Tip: If you want to tighten the filter then re-run the scan using only the subset of candidate
addresses which already produced file outputs in the last run, you can generate
a new address range list based on the generated files like this:
ls possibly-decrypted-*.dat | % { echo ([int] ("0x" + $_.Name.Substring(19,8))
0x180000000).ToString('X16') } > function-list-new.txt
This enumerates all of the generated files, extracts only the offset portion of each filename,
converts the hex strings to integers, adds the image preferred base address to each, converts
them back into strings and outputs the new set of addresses as a list to the specified file.

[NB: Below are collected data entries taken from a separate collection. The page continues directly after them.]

Issue #877, opened 2026-06-11
Refactor: unify task detection into one core; derive modality from model class, not config-field heuristics


timenick:
## Summary

`detect_task` (used by `inspect`/`eval`) and `_detect_task_and_class_from_config`
(used by `config`/`build`) are two implementations of the same task decision over
the same `MODEL_CLASS_MAPPING` data, and a **third** entry point
(`resolve_loader_config` step 2, used by `--model-type`) resolves the task a fourth
way via `get_supported_tasks(type)[0]`. They have drifted, and the
modality-disambiguation step (D2) reconstructs modality from config field names —
a heuristic that is provably weaker than information the pipeline already holds.

Proposal: extract a single task-detection core + a single task-override lookup that
**all three entry points** consult, and derive modality from the resolved model
class's `main_input_name`.

Internal refactor only — public `detect_task` / `resolve_task_and_model_class`
signatures stay unchanged.

## Motivation 1: the D2 false positive (concrete bug)

D2 upgrades `feature-extraction → image-feature-extraction` when the config has a
top-level `image_size`/`patch_size` (OR semantics). `patch_size` is **not exclusive
to vision** — spectrogram transformers patchify their mel-spectrogram. Verified via
the real detection path:

| declared architecture | `inspect` task today | correct |
|---|---|---|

How many output files do we get now?
possibly-decrypted-001a7010.dat
One.
Let’s take a look inside at the same region as before:
000C02D0 16 00 00 00 5B 27 02 00 10 00 00 00 6B 27 02 00
000C02E0 11 00 00 00 7C 27 02 00 0E 00 00 00 8A 27 02 00
000C02F0 12 00 00 00 9C 27 02 00 0E 00 00 00 AA 27 02 00
000C0300 A5 2F 42 30 D5 23 B2 9C 94 2A C0 BA B5 98 A7 68
000C0310 0C 00 00 00 C7 27 02 00 0D 00 00 00 D4 27 02 00
000C0320 10 00 00 00 E4 27 02 00 0D 00 00 00 F1 27 02 00
000C0330 09 00 00 00 FA 27 02 00 0D 00 00 00 07 28 02 00
000C0340 12 00 00 00 19 28 02 00 13 00 00 00 2C 28 02 00
000C0350 15 00 00 00 41 28 02 00 15 00 00 00 56 28 02 00
000C0360 16 00 00 00 6C 28 02 00 0E 00 00 00 7A 28 02 00
Smokin’! We decrypted the data – or at least most of it. The 16 bytes at 0xC0300 are still messed up,
but that is a complication unique to Genshin Impact; the main point is we have proven that the correct function has been found –
and that is how you brute-force a function address with PowerShell. Nicely done!